*Prompt*:
A word-for-word copy of the lines from the one holding "--- a/test-harness/build.gradle" through the final line of the records below is the only output asked for.

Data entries
*** Block opens ***
PR #398, opened 2017-09-24
Reserve Jigsaw module name for future release

KengoTODA:
According to [Gradle guide](https://guides.gradle.org/building-java-9-modules/#optional_add_code_automatic_module_name_code_manifest_entries_for_all_other_projects) and [Stephen Colebourne's blog](http://blog.joda.org/2017/04/java-se-9-jpms-module-naming.html), it is recommended to put module name as `Automatic-Module-Name` into `MANIFEST.MF`.

### DIFF
--- a/test-harness/build.gradle
+++ b/test-harness/build.gradle
@@ -37,3 +37,8 @@ uploadArchives {
     }
   }
 }
+
+// Module name should be reverse-DNS (com.github.spotbugs) just like package name
+// http://blog.joda.org/2017/04/java-se-9-jpms-module-naming.html
+ext.moduleName = 'com.github.spotbugs.test'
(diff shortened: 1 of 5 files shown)


test-harness/build.gradle
```diff
@@ -37,3 +37,8 @@ uploadArchives {
     }
   }
 }
+
+// Module name should be reverse-DNS (com.github.spotbugs) just like package name
+// http://blog.joda.org/2017/04/java-se-9-jpms-module-naming.html
+ext.moduleName = 'com.github.spotbugs.test'
```
iloveeclipse: Schouldn't this be .test.harness?

KengoTODA: I think .test is OK, we use `edu.umd.cs.findbugs.test` as package name.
*** Block closes ***
*Result below*:
--- a/test-harness/build.gradle
+++ b/test-harness/build.gradle
@@ -37,3 +37,8 @@ uploadArchives {
     }
   }
 }
+
+// Module name should be reverse-DNS (com.github.spotbugs) just like package name
+// http://blog.joda.org/2017/04/java-se-9-jpms-module-naming.html
+ext.moduleName = 'com.github.spotbugs.test'
(diff shortened: 1 of 5 files shown)


test-harness/build.gradle
```diff
@@ -37,3 +37,8 @@ uploadArchives {
     }
   }
 }
+
+// Module name should be reverse-DNS (com.github.spotbugs) just like package name
+// http://blog.joda.org/2017/04/java-se-9-jpms-module-naming.html
+ext.moduleName = 'com.github.spotbugs.test'
```
iloveeclipse: Schouldn't this be .test.harness?

KengoTODA: I think .test is OK, we use `edu.umd.cs.findbugs.test` as package name.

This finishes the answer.